One important trait of Amazon Machine Learning is its simplified approach to Machine Learning. It “dumbs down machine learning for the rest of us [InfoWorld]“; it “puts Machine Learning In Reach Of Any Developer [Techcrunch].”

But predictive analytics is a complex field. Tasks such as data munging, feature engineering, parameter tuning, and model selection take time and follow a well established set of protocols, methods and techniques. Can Amazon Machine Learning’s simplified service still deliver performance at the expense of this complexity? Can you still reap the benefits of predictive analytics with a simplified Machine Learning pipeline?

1 Model, 1 Algorithm, 3 Different Tasks, Easy Pipeline Setup, Wizards, and Smart Defaults

According to the documentation, Amazon Machine Learning is based on linear models trained via Stochastic Gradient Descent (SGD for short). That’s it. No Random Forests or Boosted trees, no Kernel SVM, Bayes classifiers or Clustering. This may appear to be a drastic limitation. However the Stochastic Gradient Descent algorithm developed by Leon Bottou is a very stable and resilient algorithm. This algorithm has been around for a long time with many improved versions over the years.

This simple predictive setup will most probably be sufficient to address a large portion of real world business prediction problems. As we will see it also presents decent performances.


The Amazon Machine Learning platform gives you a choice of three supervised learning tasks, each with their associated models and loss functions:

  • binary classification with logistic regression (logistic loss function + SGD)
  • multiclass classification with multinomial logistic regression (multinomial logistic loss + SGD)
  • and regression with linear regression (squared loss function + SGD)

For binary classifier, the scoring function is the F1-measure; for multiclass classifier, scoring is the macro average F1-measure which averages the F1-measure of each class; and for regression the RMSE metric is used. Commonly used in information retrieval, the F1-measure is the harmonic mean of precision and recall. It is a robust classification measure somewhat insensitive to multiclass imbalance.

Feature Engineering with Recipes

Within the Amazon Machine Learning pipeline is the possibility to transform your variables with Recipes. Several transformations are available through JSON formatted instructions: replacing missing values, Cartesian products, binning categorical variables into numerical ones, or forming n-grams for text data.
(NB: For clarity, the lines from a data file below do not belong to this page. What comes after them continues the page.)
PR #1564, opened 2023-09-29
Pedro/fe tweaks

otherview:
### Why this change is needed

https://github.com/obscuronet/obscuro-internal/issues/2221

Making obscuro scan closer to the sentient labs view.

image


zkokelj (approved):
LGTM

PR #1577, opened 2023-10-03
Add balance endpoint to faucet for monitoring

BedrockSquirrel:
### Why this change is needed

We need to be notified when sepolia faucet is getting low on funds but the account balance can't be easily monitored because you need signed viewing key.

Endpoint will let us add it to the periodic monitoring.

### PR checks pre-merging


otherview (approved):
lgtm

PR #1612, opened 2023-10-17
Lock hh-deploy version to fix config compatability bug

BedrockSquirrel:
### Why this change is needed

Locking hardhat-deploy version fixes an error we see: https://github.com/obscuronet/obscuro-internal/issues/2294

### PR checks pre-merging


StefanIliev545 (approved):

otherview:
There are still some deps that aren't locked. Is it worth locking all deps so this doesn't happen again ?

PR #1614, opened 2023-10-20
Cais gateway UI changes

CaisManai:
Revamped the UI and fixed several UI bugs. Only tested on desktop.


tools/walletextension/api/staticOG/index.html
```diff
@@ -11,25 +11,58 @@
...
+    <h2>Welcome to the Obscuro Gateway</h2>
+    <form>
+        <div id="information">A 3 click process to setup encrypted communication between MetaMask and the Obscuro Network.
+            Upon hitting Begin, you'll be asked to:
+            <ol>
+                <li>
+                    Add the Obscuro Testnet network as a new network to MetaMask. Check the Network URL base is https://testnet.obscu.ro and the chain ID is 443 and hit approve  
+                </li>
+                <li>
+                    Allow MetaMask to switch networks to the Obscuro Testnet network
```
zkokelj, line 30: We should probably mention that users need to select which accounts they want to connect? (for the first time users)

tools/walletextension/api/staticOG/javascript.js
```diff
@@ -271,22 +275,35 @@ const initialize = async () => {
...
 
     function displayOnlyJoin() {
         joinButton.style.display = "block"
         revokeUserIDButton.style.display = "none"
         accountsTable.style.display = "none"
+        informationArea.style.display = "block"
+        informationArea2.style.display = "none"
+
+        beginBox.style.visibility = "visible";
+        spinner.style.visibility = "hidden";
```
zkokelj, line 297: When I add accounts and refresh page it only shows us the spinner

For instance here is one of the recipe that was automatically generated to transform categorical values into numeric ones when working on the iris dataset.

  "groups" : {
    "NUMERIC_VARS_QB_50" : "group('sepal_width')",
    "NUMERIC_VARS_QB_20" : "group('petal_width')",
    "NUMERIC_VARS_QB_10" : "group('petal_length','sepal_length')"
  "assignments" : { },
  "outputs" : [ "ALL_CATEGORICAL",
  "quantile_bin(NUMERIC_VARS_QB_10,10)" ]

Training vs Validation Sets

By default, Amazon Machine Learning splits your training dataset into 70/30 chunks. Here again Amazon Machine Learning simplifies rich techniques into very simple and limited choices. Splitting your data into training and validation could be done in a myriad ways which Amazon Machine Learning boils down to randomizing the samples or not. You can of course still split your data as you wish outside of Amazon Machine Learning, create a new datasource for an held-out set, and evaluate the performance of your model on this held-out dataset.

SGD Parameter Tuning

A reduced number of parameters are available for tuning your model: the number of passes, the regularization type (None, L1, L2), and the regularization parameter. It is not possible to set up the learning rate of the algorithm and no information is given on how this important parameter is set.